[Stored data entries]
PR #4884, opened 2024-05-22
Implement AnchoredSeq.splitAtMeasure

facundominguez:
This PR implements a function that allows to split an `AnchoredSeq` at an arbitrary measure boundary.

It is helpful in the Genesis implementation to split `AnchoredFragment`s. We need to count the amount of headers that a fragment contains in a window of slots (the genesis window). We currently do this with `dropWhileNewest`.

We use `dropWhileNewest` to cut the upper end of the fragment because we don't know the slot of the headers before or after the end of the window, which rules out `splitBeforePoint`, `splitBeforeMeasure`, etc.

Also tried `filter` to keep the headers in the window, but it was a bit slower than `dropWhileNewest`.

The implementation of `splitAtMeasure` provided here is at least as fast as `dropWhileNewest` in our measuring.

### Alternatives

Expose a more general function `split :: (v -> Bool) -> AnchoredSeq v a b -> AnchoredSeq v a b` which delegates to `FingerTree.split`.

Or expose the implementation of `AnchoredSeq`, so we can implement this function in a "Utils" module without having to upgrade or fork `ouroboros-network-api`.

### DIFF
--- a/ouroboros-network-api/src/Ouroboros/Network/AnchoredSeq.hs
+++ b/ouroboros-network-api/src/Ouroboros/Network/AnchoredSeq.hs
@@ -304,8 +304,10 @@ splitAt i (AnchoredSeq a ft) = case FT.split (\v -> measureSize v > i) ft of
 -- > anchor      before == anchor s
 -- > headAnchor  before == anchor after
 -- > headAnchor  after  == headAnchor s
--- > [before] == filter ((< v) . getElementMeasure . MeasuredWith) s
--- > [after] == filter ((v <=) . getElementMeasure . MeasuredWith) s
+-- > toOldestFirst before ==
+-- >   filter ((< v) . getAnchorMeasure @v @a (Proxy @b) . asAnchor) (toOldestFirst s)
+-- > toOldestFirst after ==
+-- >   filter ((v <=) . getAnchorMeasure @v @a (Proxy @b) . asAnchor) (toOldestFirst s)
 splitAtMeasure ::
       Anchorable v a b
    => v
--- a/ouroboros-network-api/src/Ouroboros/Network/AnchoredSeq.hs
+++ b/ouroboros-network-api/src/Ouroboros/Network/AnchoredSeq.hs
@@ -25,6 +25,7 @@ module Ouroboros.Network.AnchoredSeq
   , fromNewestFirst
   , fromOldestFirst
   , splitAt
+  , splitAtMeasure
   , dropNewest
   , takeOldest
   , dropWhileNewest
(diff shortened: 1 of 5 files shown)


ouroboros-network-api/src/Ouroboros/Network/AnchoredSeq.hs
```diff
@@ -295,6 +296,26 @@ splitAt i (AnchoredSeq a ft) = case FT.split (\v -> measureSize v > i) ft of
...
+--  measure.
+--
+-- POSTCONDITION: @(before, after) = splitAtMeasure v s@, then:
+--
+-- > anchor      before == anchor s
+-- > headAnchor  before == anchor after
+-- > headAnchor  after  == headAnchor s
+-- > [before] == filter ((< v) . getElementMeasure . MeasuredWith) s
+-- > [after] == filter ((v <=) . getElementMeasure . MeasuredWith) s
+splitAtMeasure ::
```
amesgen, line 309: What about having a `AnchoredFragment`-specific wrapper (eg `splitAtSlot`), just like `splitAfterPoint` is a wrapper around `splitAfterMeasure`?

ouroboros-network-api/src/Ouroboros/Network/AnchoredSeq.hs
```diff
@@ -295,6 +296,26 @@ splitAt i (AnchoredSeq a ft) = case FT.split (\v -> measureSize v > i) ft of
...
+-- | \( O(\log(\min(i,n-i)) \). Split the 'AnchoredSeq' at a given
+--  measure.
+--
+-- POSTCONDITION: @(before, after) = splitAtMeasure v s@, then:
+--
+-- > anchor      before == anchor s
+-- > headAnchor  before == anchor after
+-- > headAnchor  after  == headAnchor s
+-- > [before] == filter ((< v) . getElementMeasure . MeasuredWith) s
+-- > [after] == filter ((v <=) . getElementMeasure . MeasuredWith) s
```
amesgen, line 308: It would nice and relatively straightforward to add a property test for this to `Test.AnchoredFragment`.

Also, `getElementMeasure` and `MeasuredWith` are internal. Not a big deal per se; when testing, we can extract the slot number directly. Might be another small advantage of adding `splitAtSlot` as its laws could be tested unmodified.

amesgen, line 308: I think these two properties are false in boring ways when `s` is empty (as `filter` will then return an empty list for every predicate).

facundominguez: Fixed.

facundominguez: Added `splitAtSlot` and the tests.

ouroboros-network-api/src/Ouroboros/Network/AnchoredSeq.hs
facundominguez: I added `splitAtSlot`.

ouroboros-network-protocols/CHANGELOG.md
```diff
@@ -8,6 +8,8 @@
 
 ### Non-Breaking changes
 
+* Added `AnchoredFragment.splitAtSlot`
```
amesgen, line 11: This should go to the `ouroboros-network-api` changelog, right?

ouroboros-network-protocols/test/Test/AnchoredFragment.hs
```diff
@@ -477,6 +497,72 @@ prop_shrink_TestAnchoredFragmentAndPoint t@(TestAnchoredFragmentAndPoint c _) =
...
+prop_arbitrary_TestAnchoredFragmentAndSlot :: TestAnchoredFragmentAndSlot -> Property
+prop_arbitrary_TestAnchoredFragmentAndSlot (TestAnchoredFragmentAndSlot c slot) =
+  let onAnchoredFragment = slotOnFragment slot c in
+  cover 75 onAnchoredFragment      "slot on fragment"     $
+  cover 1 (not onAnchoredFragment) "slot not on fragment" $
+  AF.valid c
+
+prop_shrink_TestAnchoredFragmentAndSlot :: TestAnchoredFragmentAndSlot -> Property
+prop_shrink_TestAnchoredFragmentAndSlot t@(TestAnchoredFragmentAndSlot c _) =
+  foldr (.&&.) (property True)
```
amesgen, line 560:
```suggestion
  conjoin
```

amesgen (commented):
Looks great, I will let someone from the Network team approve

ouroboros-network-protocols/CHANGELOG.md
facundominguez: Fixed.

ouroboros-network-protocols/test/Test/AnchoredFragment.hs
facundominguez: Adopted.

Thanks for the review!

crocodile-dentist:
I will try to review this, but please bear with me as I need to analyze the code in context as well to make sense of it

coot (approved):
Thanks @facundominguez, LGTM.

facundominguez:
Rebased master to resolve conflicts in a changelog.

facundominguez:
Should I try merging at another time?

» **AIM OF THE TASK**
Line count for the word "toOldestFirst": tally the lines in the records that include it and give only the result.

» **OUTPUT FOR THIS EXERCISE**
4